> YOUR TASK: From the entries below, please output exactly the lines starting at the one containing "Siphon example" and ending at the one containing "This is not", both included.

[Saved entries]

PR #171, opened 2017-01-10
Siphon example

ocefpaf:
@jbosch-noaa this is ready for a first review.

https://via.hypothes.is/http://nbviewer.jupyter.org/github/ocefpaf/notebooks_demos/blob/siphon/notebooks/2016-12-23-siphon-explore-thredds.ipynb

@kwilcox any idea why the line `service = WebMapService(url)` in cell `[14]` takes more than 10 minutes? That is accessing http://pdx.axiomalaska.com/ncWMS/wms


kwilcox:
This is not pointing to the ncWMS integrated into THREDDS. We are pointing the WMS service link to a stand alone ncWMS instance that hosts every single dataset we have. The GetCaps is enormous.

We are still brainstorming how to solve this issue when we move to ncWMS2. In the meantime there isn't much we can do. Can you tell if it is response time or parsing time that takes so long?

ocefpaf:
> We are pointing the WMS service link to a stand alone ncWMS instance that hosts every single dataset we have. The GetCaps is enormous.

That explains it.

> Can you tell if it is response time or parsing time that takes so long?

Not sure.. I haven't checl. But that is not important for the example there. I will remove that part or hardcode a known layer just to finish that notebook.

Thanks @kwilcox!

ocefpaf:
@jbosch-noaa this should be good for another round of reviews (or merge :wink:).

> ANSWER BOX:
Siphon example

ocefpaf:
@jbosch-noaa this is ready for a first review.

https://via.hypothes.is/http://nbviewer.jupyter.org/github/ocefpaf/notebooks_demos/blob/siphon/notebooks/2016-12-23-siphon-explore-thredds.ipynb

@kwilcox any idea why the line `service = WebMapService(url)` in cell `[14]` takes more than 10 minutes? That is accessing http://pdx.axiomalaska.com/ncWMS/wms


kwilcox:
This is not pointing to the ncWMS integrated into THREDDS. We are pointing the WMS service link to a stand alone ncWMS instance that hosts every single dataset we have. The GetCaps is enormous.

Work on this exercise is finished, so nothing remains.